4. The method of claim 3, wherein the automatic identification and capture of motion keys based on a key motion model is frame-aided determined by the sport item, the height of the centroid of the human skeleton, and the athlete's position.

5. The method of claim 1, wherein automatically identifying and grabbing motion key frames based on motion trends, comprises the steps of:

in the portrait activity area, acquiring the centroid position of the athlete in each frame of video image by using a human body skeleton posture algorithm;

based on the action trend model, the seed distribution of the centroids of the skeletons in the track direction of the possible movement in a preset number of track and field video frames is obtained by utilizing a seed optimization algorithm, the action trend of the athlete is obtained according to the seed distribution of the centroids in the track direction of the possible movement, and the initial starting point of the action trend is an action key frame.

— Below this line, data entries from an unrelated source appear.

PR #2840, opened 2022-01-20
Add `GROUPAROO_RECORDS_BATCH_SIZE` separate from `GROUPAROO_INTERNAL_BATCH_SIZE`

evantahler:
Adds even more tuning ability when importing lots of data.

### Development

### Impact

### Code review

### DIFF
--- a/core/src/modules/ops/recordProperty.ts
+++ b/core/src/modules/ops/recordProperty.ts
@@ -10,7 +10,7 @@ import { Op } from "sequelize";
 import { Source } from "../../models/Source";
 import { AggregationMethod, PluginConnection } from "../../classes/plugin";
 import { Filter } from "../../models/Filter";
-import { log } from "actionhero";
+import { config, log } from "actionhero";
 
 export namespace RecordPropertyOps {
   const defaultRecordPropertyProcessingDelay = 1000 * 60 * 5;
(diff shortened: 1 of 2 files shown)


core/src/modules/ops/recordProperty.ts
```diff
@@ -199,6 +199,17 @@ export namespace RecordPropertyOps {
 }
 
 // utilities (private)
+async function updateIds(ids: string[], values: { [key: string]: any }) {
+  const max = config.batchSize.internalWrite;
+  const queue = ids; // this prevents it from changing the passed in one, right?
```
evantahler, line 204: No... you would need to do `const queue = [...ids]` to duplicate the array

core/src/modules/ops/recordProperty.ts
```diff
@@ -199,6 +199,17 @@ export namespace RecordPropertyOps {
 }
 
 // utilities (private)
+async function updateIds(ids: string[], values: { [key: string]: any }) {
+  const max = config.batchSize.internalWrite;
```
evantahler, line 203: I think this is the only place that uses the new `GROUPAROO_INTERNAL_BATCH_SIZE` ENV.  I don't **think** this would be a limiting problem necessarily because it's just one small-ish statement (UPDATE recordProperties where ID in ...).

That said, this will allow us to play with this setting and try out new values, so it's a 👍 from me!

evantahler: Also, this is a nice utility method

core/src/modules/ops/recordProperty.ts
evantahler: ... probably why the tests are failing

evantahler:
Also, please update https://github.com/grouparoo/grouparoo/blob/main/documents/environment-variables.md

core/src/modules/ops/recordProperty.ts
bleonard: The problem the customer was seeing is that the size of this is variable on the number of properties that can be batched together, so it got to be quite large (100k) on a wide table and froze things up.

bleonard: I assume we'll find other places to use it, roughly as a way to think about how much simultaenous updating the database can do.

bleonard:
Replaced by https://github.com/grouparoo/grouparoo/pull/2843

6. The method of claim 1, wherein automatically identifying and grabbing action key frames based on predefined location areas comprises the steps of:

7. The method of claim 3,

8. The method according to claim 7, wherein the key action semantics corresponding to the corresponding key action skeleton information are obtained through deep learning of the key actions of each track and field project.

9. An automatic identification and grabbing device for track and field video action key frames is characterized by comprising the following components:

the key frame output module is used for outputting the final result of automatic key frame identification and capture according to the number of the remaining action key frames in the first set; wherein if only one action key frame remains in the first set, the action key frame is the final result; and otherwise, selecting one action key frame as a final result according to the matching degree of the skeleton information and the key action semantics in each action key frame in the first set, wherein the key action semantics are obtained by deeply learning the skeleton posture and the key action of the human body key frame.

10. A computer-readable medium, on which a computer program is stored, which, when executed by a processor, implements the track and field video action key frame automatic identification and grabbing method according to any one of claims 1 to 8.